■ WORK TO COMPLETE
Type out the entries again, matching each one exactly.

Dataset records
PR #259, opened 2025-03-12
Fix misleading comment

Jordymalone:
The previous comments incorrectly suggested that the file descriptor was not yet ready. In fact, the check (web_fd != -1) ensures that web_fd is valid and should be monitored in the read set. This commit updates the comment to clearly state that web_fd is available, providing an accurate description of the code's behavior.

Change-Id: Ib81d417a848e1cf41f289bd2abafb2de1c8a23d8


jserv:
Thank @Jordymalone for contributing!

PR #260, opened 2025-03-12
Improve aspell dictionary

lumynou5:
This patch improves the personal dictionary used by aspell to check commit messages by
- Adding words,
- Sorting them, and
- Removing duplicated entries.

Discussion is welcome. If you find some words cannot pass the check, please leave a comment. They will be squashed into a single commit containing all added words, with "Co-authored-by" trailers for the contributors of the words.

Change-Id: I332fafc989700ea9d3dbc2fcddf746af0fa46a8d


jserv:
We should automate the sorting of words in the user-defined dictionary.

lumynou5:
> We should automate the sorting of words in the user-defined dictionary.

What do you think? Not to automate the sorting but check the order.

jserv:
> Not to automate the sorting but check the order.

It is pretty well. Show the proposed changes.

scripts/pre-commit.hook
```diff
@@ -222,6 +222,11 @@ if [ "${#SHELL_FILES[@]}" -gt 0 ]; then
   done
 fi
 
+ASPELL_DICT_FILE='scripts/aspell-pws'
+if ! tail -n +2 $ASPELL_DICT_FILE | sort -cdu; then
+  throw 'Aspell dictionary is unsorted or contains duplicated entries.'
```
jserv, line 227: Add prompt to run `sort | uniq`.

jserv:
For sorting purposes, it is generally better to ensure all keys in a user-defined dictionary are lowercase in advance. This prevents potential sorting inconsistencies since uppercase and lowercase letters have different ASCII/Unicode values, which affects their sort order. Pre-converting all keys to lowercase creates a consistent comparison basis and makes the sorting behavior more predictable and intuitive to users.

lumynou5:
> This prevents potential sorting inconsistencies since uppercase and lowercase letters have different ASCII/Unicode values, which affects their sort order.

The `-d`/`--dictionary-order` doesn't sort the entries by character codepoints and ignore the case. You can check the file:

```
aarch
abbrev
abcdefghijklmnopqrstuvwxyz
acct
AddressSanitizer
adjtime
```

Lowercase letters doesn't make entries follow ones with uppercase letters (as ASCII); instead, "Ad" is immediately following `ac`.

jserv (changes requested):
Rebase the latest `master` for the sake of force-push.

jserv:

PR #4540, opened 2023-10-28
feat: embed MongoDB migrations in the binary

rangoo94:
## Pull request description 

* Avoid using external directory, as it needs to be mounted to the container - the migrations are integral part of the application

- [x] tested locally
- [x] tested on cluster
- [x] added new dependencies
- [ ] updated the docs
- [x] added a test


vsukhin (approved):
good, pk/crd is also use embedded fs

■ YOUR RESPONSE
PR #259, opened 2025-03-12
Fix misleading comment

Jordymalone:
The previous comments incorrectly suggested that the file descriptor was not yet ready. In fact, the check (web_fd != -1) ensures that web_fd is valid and should be monitored in the read set. This commit updates the comment to clearly state that web_fd is available, providing an accurate description of the code's behavior.

Change-Id: Ib81d417a848e1cf41f289bd2abafb2de1c8a23d8


jserv:
Thank @Jordymalone for contributing!

PR #260, opened 2025-03-12
Improve aspell dictionary

lumynou5:
This patch improves the personal dictionary used by aspell to check commit messages by
- Adding words,
- Sorting them, and
- Removing duplicated entries.

Discussion is welcome. If you find some words cannot pass the check, please leave a comment. They will be squashed into a single commit containing all added words, with "Co-authored-by" trailers for the contributors of the words.

Change-Id: I332fafc989700ea9d3dbc2fcddf746af0fa46a8d


jserv:
We should automate the sorting of words in the user-defined dictionary.

lumynou5:
> We should automate the sorting of words in the user-defined dictionary.

What do you think? Not to automate the sorting but check the order.

jserv:
> Not to automate the sorting but check the order.

It is pretty well. Show the proposed changes.

scripts/pre-commit.hook
```diff
@@ -222,6 +222,11 @@ if [ "${#SHELL_FILES[@]}" -gt 0 ]; then
   done
 fi
 
+ASPELL_DICT_FILE='scripts/aspell-pws'
+if ! tail -n +2 $ASPELL_DICT_FILE | sort -cdu; then
+  throw 'Aspell dictionary is unsorted or contains duplicated entries.'
```
jserv, line 227: Add prompt to run `sort | uniq`.

jserv:
For sorting purposes, it is generally better to ensure all keys in a user-defined dictionary are lowercase in advance. This prevents potential sorting inconsistencies since uppercase and lowercase letters have different ASCII/Unicode values, which affects their sort order. Pre-converting all keys to lowercase creates a consistent comparison basis and makes the sorting behavior more predictable and intuitive to users.

lumynou5:
> This prevents potential sorting inconsistencies since uppercase and lowercase letters have different ASCII/Unicode values, which affects their sort order.

The `-d`/`--dictionary-order` doesn't sort the entries by character codepoints and ignore the case. You can check the file:

```
aarch
abbrev
abcdefghijklmnopqrstuvwxyz
acct
AddressSanitizer
adjtime
```

Lowercase letters doesn't make entries follow ones with uppercase letters (as ASCII); instead, "Ad" is immediately following `ac`.

jserv (changes requested):
Rebase the latest `master` for the sake of force-push.

jserv:

PR #4540, opened 2023-10-28
feat: embed MongoDB migrations in the binary

rangoo94:
## Pull request description 

* Avoid using external directory, as it needs to be mounted to the container - the migrations are integral part of the application

- [x] tested locally
- [x] tested on cluster
- [x] added new dependencies
- [ ] updated the docs
- [x] added a test


vsukhin (approved):
good, pk/crd is also use embedded fs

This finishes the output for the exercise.